# REQUIRED WORK
Retype every entry in its entirety, without alteration.

# THE DATA
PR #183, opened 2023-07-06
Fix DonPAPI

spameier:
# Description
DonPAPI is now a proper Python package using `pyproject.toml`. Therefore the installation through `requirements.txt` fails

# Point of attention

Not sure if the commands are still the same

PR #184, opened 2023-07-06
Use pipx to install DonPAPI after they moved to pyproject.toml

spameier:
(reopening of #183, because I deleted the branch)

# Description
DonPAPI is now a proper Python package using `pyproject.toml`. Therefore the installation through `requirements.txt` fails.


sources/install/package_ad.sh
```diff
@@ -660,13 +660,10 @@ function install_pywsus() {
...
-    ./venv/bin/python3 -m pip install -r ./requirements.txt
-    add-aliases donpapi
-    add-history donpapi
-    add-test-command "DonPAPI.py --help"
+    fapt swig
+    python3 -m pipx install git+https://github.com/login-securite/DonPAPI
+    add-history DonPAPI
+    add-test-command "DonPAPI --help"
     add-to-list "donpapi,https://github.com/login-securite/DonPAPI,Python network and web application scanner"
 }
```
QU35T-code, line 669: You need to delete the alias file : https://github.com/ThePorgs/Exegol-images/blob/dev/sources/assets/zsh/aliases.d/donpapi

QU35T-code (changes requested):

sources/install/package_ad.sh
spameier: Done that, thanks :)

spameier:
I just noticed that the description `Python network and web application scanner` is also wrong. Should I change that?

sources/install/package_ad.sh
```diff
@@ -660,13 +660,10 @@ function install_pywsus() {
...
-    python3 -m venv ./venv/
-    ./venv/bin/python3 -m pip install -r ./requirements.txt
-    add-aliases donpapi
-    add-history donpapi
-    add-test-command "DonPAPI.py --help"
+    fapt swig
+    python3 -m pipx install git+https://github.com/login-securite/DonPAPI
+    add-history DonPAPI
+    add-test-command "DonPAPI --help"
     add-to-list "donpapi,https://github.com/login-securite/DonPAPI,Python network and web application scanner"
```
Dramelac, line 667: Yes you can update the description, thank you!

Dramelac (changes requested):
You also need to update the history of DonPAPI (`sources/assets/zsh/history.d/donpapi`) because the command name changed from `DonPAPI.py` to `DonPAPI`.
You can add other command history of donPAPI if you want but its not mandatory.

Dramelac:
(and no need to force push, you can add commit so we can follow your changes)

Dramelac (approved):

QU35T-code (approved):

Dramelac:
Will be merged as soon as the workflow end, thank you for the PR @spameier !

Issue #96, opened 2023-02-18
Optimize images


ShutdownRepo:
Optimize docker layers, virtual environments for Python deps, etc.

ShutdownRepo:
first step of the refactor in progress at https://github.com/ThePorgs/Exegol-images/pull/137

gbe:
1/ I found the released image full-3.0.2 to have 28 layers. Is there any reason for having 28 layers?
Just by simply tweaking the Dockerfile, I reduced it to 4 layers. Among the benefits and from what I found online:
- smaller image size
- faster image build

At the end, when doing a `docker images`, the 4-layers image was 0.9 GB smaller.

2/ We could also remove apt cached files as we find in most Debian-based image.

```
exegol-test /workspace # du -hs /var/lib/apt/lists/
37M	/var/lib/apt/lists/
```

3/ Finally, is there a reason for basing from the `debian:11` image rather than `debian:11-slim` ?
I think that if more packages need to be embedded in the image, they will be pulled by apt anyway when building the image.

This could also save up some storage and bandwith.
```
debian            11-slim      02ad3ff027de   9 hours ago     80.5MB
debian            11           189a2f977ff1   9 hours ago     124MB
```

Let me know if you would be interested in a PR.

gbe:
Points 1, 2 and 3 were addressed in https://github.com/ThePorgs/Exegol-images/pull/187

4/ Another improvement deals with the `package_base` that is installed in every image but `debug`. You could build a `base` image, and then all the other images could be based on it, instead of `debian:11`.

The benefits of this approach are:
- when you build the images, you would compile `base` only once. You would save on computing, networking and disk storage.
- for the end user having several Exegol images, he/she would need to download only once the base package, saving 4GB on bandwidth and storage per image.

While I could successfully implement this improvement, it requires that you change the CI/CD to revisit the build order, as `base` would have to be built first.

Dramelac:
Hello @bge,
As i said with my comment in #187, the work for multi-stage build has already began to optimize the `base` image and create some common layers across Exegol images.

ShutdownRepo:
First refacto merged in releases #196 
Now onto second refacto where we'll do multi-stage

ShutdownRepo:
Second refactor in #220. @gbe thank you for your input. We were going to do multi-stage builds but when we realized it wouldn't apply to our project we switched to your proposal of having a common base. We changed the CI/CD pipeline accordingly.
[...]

# RESPONSE TO THE EXERCISE
PR #183, opened 2023-07-06
Fix DonPAPI

spameier:
# Description
DonPAPI is now a proper Python package using `pyproject.toml`. Therefore the installation through `requirements.txt` fails

# Point of attention

Not sure if the commands are still the same

PR #184, opened 2023-07-06
Use pipx to install DonPAPI after they moved to pyproject.toml

spameier:
(reopening of #183, because I deleted the branch)

# Description
DonPAPI is now a proper Python package using `pyproject.toml`. Therefore the installation through `requirements.txt` fails.


sources/install/package_ad.sh
```diff
@@ -660,13 +660,10 @@ function install_pywsus() {
...
-    ./venv/bin/python3 -m pip install -r ./requirements.txt
-    add-aliases donpapi
-    add-history donpapi
-    add-test-command "DonPAPI.py --help"
+    fapt swig
+    python3 -m pipx install git+https://github.com/login-securite/DonPAPI
+    add-history DonPAPI
+    add-test-command "DonPAPI --help"
     add-to-list "donpapi,https://github.com/login-securite/DonPAPI,Python network and web application scanner"
 }
```
QU35T-code, line 669: You need to delete the alias file : https://github.com/ThePorgs/Exegol-images/blob/dev/sources/assets/zsh/aliases.d/donpapi

QU35T-code (changes requested):

sources/install/package_ad.sh
spameier: Done that, thanks :)

spameier:
I just noticed that the description `Python network and web application scanner` is also wrong. Should I change that?

sources/install/package_ad.sh
```diff
@@ -660,13 +660,10 @@ function install_pywsus() {
...
-    python3 -m venv ./venv/
-    ./venv/bin/python3 -m pip install -r ./requirements.txt
-    add-aliases donpapi
-    add-history donpapi
-    add-test-command "DonPAPI.py --help"
+    fapt swig
+    python3 -m pipx install git+https://github.com/login-securite/DonPAPI
+    add-history DonPAPI
+    add-test-command "DonPAPI --help"
     add-to-list "donpapi,https://github.com/login-securite/DonPAPI,Python network and web application scanner"
```
Dramelac, line 667: Yes you can update the description, thank you!

Dramelac (changes requested):
You also need to update the history of DonPAPI (`sources/assets/zsh/history.d/donpapi`) because the command name changed from `DonPAPI.py` to `DonPAPI`.
You can add other command history of donPAPI if you want but its not mandatory.

Dramelac:
(and no need to force push, you can add commit so we can follow your changes)

Dramelac (approved):

QU35T-code (approved):

Dramelac:
Will be merged as soon as the workflow end, thank you for the PR @spameier !

Issue #96, opened 2023-02-18
Optimize images


ShutdownRepo:
Optimize docker layers, virtual environments for Python deps, etc.

ShutdownRepo:
first step of the refactor in progress at https://github.com/ThePorgs/Exegol-images/pull/137

gbe:
1/ I found the released image full-3.0.2 to have 28 layers. Is there any reason for having 28 layers?
Just by simply tweaking the Dockerfile, I reduced it to 4 layers. Among the benefits and from what I found online:
- smaller image size
- faster image build

At the end, when doing a `docker images`, the 4-layers image was 0.9 GB smaller.

2/ We could also remove apt cached files as we find in most Debian-based image.

```
exegol-test /workspace # du -hs /var/lib/apt/lists/
37M	/var/lib/apt/lists/
```

3/ Finally, is there a reason for basing from the `debian:11` image rather than `debian:11-slim` ?
I think that if more packages need to be embedded in the image, they will be pulled by apt anyway when building the image.

This could also save up some storage and bandwith.
```
debian            11-slim      02ad3ff027de   9 hours ago     80.5MB
debian            11           189a2f977ff1   9 hours ago     124MB
```

Let me know if you would be interested in a PR.

gbe:
Points 1, 2 and 3 were addressed in https://github.com/ThePorgs/Exegol-images/pull/187

4/ Another improvement deals with the `package_base` that is installed in every image but `debug`. You could build a `base` image, and then all the other images could be based on it, instead of `debian:11`.

The benefits of this approach are:
- when you build the images, you would compile `base` only once. You would save on computing, networking and disk storage.
- for the end user having several Exegol images, he/she would need to download only once the base package, saving 4GB on bandwidth and storage per image.

While I could successfully implement this improvement, it requires that you change the CI/CD to revisit the build order, as `base` would have to be built first.

Dramelac:
Hello @bge,
As i said with my comment in #187, the work for multi-stage build has already began to optimize the `base` image and create some common layers across Exegol images.

ShutdownRepo:
First refacto merged in releases #196 
Now onto second refacto where we'll do multi-stage

ShutdownRepo:
Second refactor in #220. @gbe thank you for your input. We were going to do multi-stage builds but when we realized it wouldn't apply to our project we switched to your proposal of having a common base. We changed the CI/CD pipeline accordingly.
[...]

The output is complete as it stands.